Die Besitzerin der "Mausefalle" verdrehte kaum wahrnehmbar die Augen. "Hallo, Frank!", begrüßte sie mich. "Du siehst zerknautscht aus."
"Bin ich auch“, erwiderte ich. "In meinem Schlafzimmer spukt es. Jemand hat mit der Taschenlampe herumgefuchtelt, und plötzlich war er weg. Kannst du dir das vorstellen?"
"Besser nicht!", meinte Katja und strich mir über die Stirn. "Kein Fieber, dem Himmel sei Dank! Ein Bierchen?" Ich nickte, und sie stellte Flasche und Glas auf den Tresen. Den Öffner legte sie daneben und füllte Erdnüsse in ein Schälchen.
"Hast du noch eine Gulaschsuppe für mich?", fragte ich.
"Na klar!", lächelte Katja und verschwand in der Küche. Mein Nachbar nippte an seinem Tomatensaft und hob die Schultern. "Seit meiner Magen-Operation vertrage ich keinen Alkohol mehr und scharfes Essen schon gar nicht.“
Ich gab ihm die Hand und murmelte meinen Namen. Nun stellte auch er sich vor. "Dr. Helmrich. Ich bin der neue Direktor der Blutbank im Klinikum und ..."
"Da sind wir ja fast Kollegen“, unterbrach ich ihn, „ich habe Medizin studiert, danach Germanistik und Philosophie."
"Ungewöhnliche Kombination, klingt aber spannend. Womit halten Sie sich über Wasser? Sind Sie Lehrer?"
"Nein, ich übersetze Kriminalromane."
Dr. Helmrich schien beeindruckt zu sein. "Wirklich? Sie sind Literat? Bekannte Bücher dabei?"

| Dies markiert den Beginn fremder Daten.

PR #1489, opened 2023-12-05
Makefile: add env var controls to make test targets configurable

ArangoGutierrez:


AhmedGrati (approved):

marquiz:
Thanks @ArangoGutierrez for bringing this up. When/if bringing support for this finer-grained control on what to test I think a better approach would really be to enable [Ginkgo labels](https://onsi.github.io/ginkgo/MIGRATING_TO_V2#spec-labels). We could start with simple top/high level labels like `master`, `worker`, `topology-updater` and `gc` for example and then add more fine grained labels later on (like `nfr`, `nf`, `nrt`, `crd-api`, `grpc-api` or whatever). WDYT?

ArangoGutierrez:
> Thanks @ArangoGutierrez for bringing this up. When/if bringing support for this finer-grained control on what to test I think a better approach would really be to enable [Ginkgo labels](https://onsi.github.io/ginkgo/MIGRATING_TO_V2#spec-labels). We could start with simple top/high level labels like `master`, `worker`, `topology-updater` and `gc` for example and then add more fine grained labels later on (like `nfr`, `nf`, `nrt`, `crd-api`, `grpc-api` or whatever). WDYT?

How about now?

Makefile
```diff
@@ -44,6 +44,9 @@ K8S_NAMESPACE ?= node-feature-discovery
 
 OPENSHIFT ?=
 
+RUN_FULL_E2E ?= true
```
marquiz, line 47: I'd suggest to prefix the name with E2E, like the other corresponding e2e-related variables, `E2E_TEST_ALL_IMAGES` or `E2E_TEST_FULL_IMAGE` or so... If we want we could also make this disabled by default (and enable it only in `scripts/test-infra/test-e2e.sh`) making local testing nicer – this could be done in a separate PR, too.

I think it would also make sense to move this a few lines downwards where the other `E2E_*` variables are specified.

marquiz (commented):
Nice update 👍 A few thoughts on the new version below

test/e2e/node_feature_discovery_test.go
```diff
@@ -177,7 +177,7 @@ func cleanupCRs(ctx context.Context, cli *nfdclient.Clientset, namespace string)
 }
 
 // Actual test suite
-var _ = SIGDescribe("NFD master and worker", func() {
+var _ = Describe("[k8s-sig/node-feature-discovery]", Label("e2e-test", "master-and-worker"), func() {
```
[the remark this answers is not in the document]
marquiz: Yeah, a bit contradictory 🙄 Could be a follow-up, too. Just that I think separate labels for master and worker would be more useful than `master-and-worker`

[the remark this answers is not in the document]
ArangoGutierrez: I agree, but as you said, will make this PR bigger, let's try to keep it small

Makefile
```diff
@@ -56,10 +56,14 @@ HOSTMOUNT_PREFIX ?= /
 KUBECONFIG ?= ${HOME}/.kube/config
 E2E_TEST_CONFIG ?=
 E2E_PULL_IF_NOT_PRESENT ?= false
+E2E_TEST_FULL_IMAGE ?= false
```
marquiz, line 59: Please enable this in `scripts/test-infra/test-e2e.sh` (as commented [here](https://github.com/kubernetes-sigs/node-feature-discovery/pull/1489#discussion_r1419200447))

Makefile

"Alles von Stephen King“, scherzte ich.
Der Alte sah mich skeptisch an. "Jetzt nehmen Sie mich auf den Arm, nicht wahr?"
Ich lächelte und schwieg. Lange musterte mich der Arzt, strich sich dabei über den Schnurrbart, dann nickte er. "Ich glaube Ihnen." Aus der Küche drang der Suppenduft herüber. Ich hörte Katja mit dem Geschirr hantieren.

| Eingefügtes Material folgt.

PR #1490, opened 2023-12-07
Change label system-os_release.VERSION_ID to system-os_release.VERSION_ID.full

zvlb:
In this PR, I changed the label name from `feature.node.kubernetes.io/system-os_release.VERSION_ID` to `feature.node.kubernetes.io/system-os_release.VERSION_ID.full`.

The issue arises from the fact that I am collecting logs from the pods to Elasticsearch. When gathering meta-information about the pod, all node labels are also collected. As a result, the following labels are gathered:
```
"feature.node.kubernetes.io/system-os_release.VERSION_ID": "22.04",
"feature.node.kubernetes.io/system-os_release.VERSION_ID.major": "22",
"feature.node.kubernetes.io/system-os_release.VERSION_ID.minor": "04"
```

However, attempting to write this information to the Elasticsearch index will result in an error because the field `feature.node.kubernetes.io/system-os_release.VERSION_ID` simultaneously serves as a string with the value `22.04` and as an object with nested `major` and `minor` fields. Elasticsearch will reject such logs with a mapping error.

To fix this issue, I changed the label name from `feature.node.kubernetes.io/system-os_release.VERSION_ID` to `feature.node.kubernetes.io/system-os_release.VERSION_ID.full` (similar to what is done, for example, in the kernel source).

P.S. I build and test it in my K8s:
```bash
$ kubectl get no -o json | jq '.items[].metadata.labels' | grep "system-os_release"
  "feature.node.kubernetes.io/system-os_release.ID": "ubuntu",
  "feature.node.kubernetes.io/system-os_release.VERSION_ID.full": "22.04",
  "feature.node.kubernetes.io/system-os_release.VERSION_ID.major": "22",
  "feature.node.kubernetes.io/system-os_release.VERSION_ID.minor": "04",
  ...
```

### DIFF
--- a/docs/usage/features.md
+++ b/docs/usage/features.md
@@ -227,7 +227,7 @@ instructions.
 | Feature                                 | Value  | Description                                                 |
 | --------------------------------------- | ------ | ----------------------------------------------------------- |
 | **`system-os_release.ID`**              | string | Operating system identifier                                  |
-| **`system-os_release.VERSION_ID`**      | string | Operating system version identifier (e.g. '6.7')            |
+| **`system-os_release.VERSION_ID.full`** | string | Operating system version identifier (e.g. '6.7')            |
 | **`system-os_release.VERSION_ID.major`**| string | First component of the OS version id (e.g. '6')             |
 | **`system-os_release.VERSION_ID.minor`**| string | Second component of the OS version id (e.g. '7')            |
 
--- a/source/system/system.go
+++ b/source/system/system.go
@@ -91,7 +91,8 @@ func (s *systemSource) Discover() error {
 	} else {
 		s.features.Attributes[OsReleaseFeature] = nfdv1alpha1.NewAttributeFeatures(release)
 
-		if v, ok := release["VERSION_ID.full"]; ok {
+		if v, ok := release["VERSION_ID"]; ok {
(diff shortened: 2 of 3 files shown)


zvlb:
I don't know who is using label `feature.node.kubernetes.io/system-os_release.VERSION_ID` in their operations. However, if my PR is accepted, it is likely that users may experience issues.

I can make it so that the label `system-os_release.VERSION_ID.full` is used instead of `system-os_release.VERSION_ID` if a certain flag is present. 
However, I don't want to implement this without confirmation. Additionally, I need a name for the flag)

marquiz:
> However, if my PR is accepted, it is likely that users may experience issues.

Yes, we shouldn't break existing users without a notice and transition period. IF we were  to do this, we should deprecate the old label and support it for a few releases (see https://kubernetes-sigs.github.io/node-feature-discovery/v0.14/reference/versions.html#feature-labels).

Some alternative approaches:

1. You disable the problematic label(s) locally with your NFD configuration e.g. with the `labelWhitelist` config option or just disabling the whole `system` feature source (removing all `system-os_release.*` labels) if you don't need that info.
2. Instead of renaming the label make the `system` feature source configurable, e.g. select which fields from `/etc/os-release` to publish as labels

"Sie sind also der kleine Scheißer, der sich über mich lustig macht?", setzte mein Nachbar das Gespräch ruhig fort. Ich glaubte mich verhört zu haben.
"Wie bitte?", fragte ich verblüfft und erhob mich. Ich wollte dem Fremden entrinnen und mit Katja in der Küche plaudern. Doch der Direktor der Blutbank packte unvermittelt meinen rechten Oberarm, schloss die Hand zu einem Zangengriff und zwang mich auf den Hocker zurück.

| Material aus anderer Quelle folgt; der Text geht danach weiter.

PR #1491, opened 2023-12-08
nfd-worker: set owner reference in NodeFeature objects

marquiz:
This patch creates a owner-dependent relationship between the nfd-worker pod and the NodeFeature object that it creates. With this change the orphaned NodeFeature object(s) gets automatically garbage-collected when the nfd-worker pod goes away, without the need for manual clean-up actions.


ArangoGutierrez (approved):
/lgtm

PR #1492, opened 2023-12-08
deployment/kustomize: drop default-combined overlay

marquiz:
The "combined" overlay, deploying nfd-master and nfd-worker in the same pod (with a daemonset) doesn't make sense anymore as we have enabled NodeFeature API. There is no direct communication between nfd-master and nfd-worker anymore, Moreover, the combined deployment can be seen as broken as there is one NodeFeature controller (i.e. nfd-master) on each node, causing them to race against each other, all processing all NodeFeature objects.


ArangoGutierrez (approved):
Never used nor understood this combined option .
/lgtm

PR #1494, opened 2023-12-08
deployment/kustomize: drop nfd-master service

marquiz:
Not needed anymore as we're not relying on gRPC anymore.


ArangoGutierrez (approved):
/lgtm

"Sitzen geblieben!", bellte er.
Ich starrte auf die sehnigen Finger, die sich um meinen Arm krampften. "Was machen Sie da? Lassen Sie mich los, sofort!" Ich versuchte die Hand abzuschütteln.
Er ließ nicht locker. "Ich will jetzt die verdammte Wahrheit wissen: Haben Sie ´Salem´ übersetzt?"
"Welches ´Salem´?"
"Das Buch ´Brennen muss Salem´ von Stephen King. Ob Sie das übersetzt haben?"
"Nein, habe ich nicht. Das mit Stephen King war nur ein Witz. Das Buch kenne ich nicht. Lassen Sie mich los!“
Mein Versuch, die Situation zu entspannen, schien ihn nur noch mehr zu provozieren. "Sie lügen mich also an? Die ganze Zeit?" Der unheimliche Gast krallte sich nun auch in meinen linken Arm. "Ein Rat fürs Leben, mein Freund, merken Sie ihn sich gut!", flüsterte er. "Spielen Sie kein dreckiges Spiel mit mir!"
Niemals hätte ich diesem schmächtigen Mann eine solche Kraft zugetraut. Ich versuchte mich zu befreien, vergeblich. Ich stemmte beide Hände gegen seine Brust, um ihn mir vom Leib zu halten. Aber er war stärker als ich. Unaufhaltsam zog er mich zu sich heran, bis sich unsere Nasen fast berührten. Sein fauliger Atem streifte meine Wange. Mir wurde übel.
"Katja!", schrie ich. Die Geräusche in der Küche verstummten. "Ich bin gleich so weit!", hörte ich sie rufen. Sie hatte nichts verstanden.
In diesem Augenblick wurde es stockdunkel. Hinter der Theke erstrahlte ein helles, kreisendes Licht, das sich langsam die Barhocker entlang tastete. Ich sog erdigen Friedhofsgeruch und Chrysanthemen-Duft ein. Als der Meister der Blutbank seine Zähne in meinen Hals bohrte, verlor ich das Bewusstsein.
Ich erwachte in meinem Bett, mein Herz raste. Die Straßenlaterne vor dem Haus sandte Irrlichter durch die Spalten des Rollladens, in dem sich der Sturm verfing. Undeutlich hörte ich zwei Stimmen in mir. "Du hast alles nur geträumt", tröstete die eine. "Komm!", lockte die andere, während ich erneut in tiefen Schlaf versank.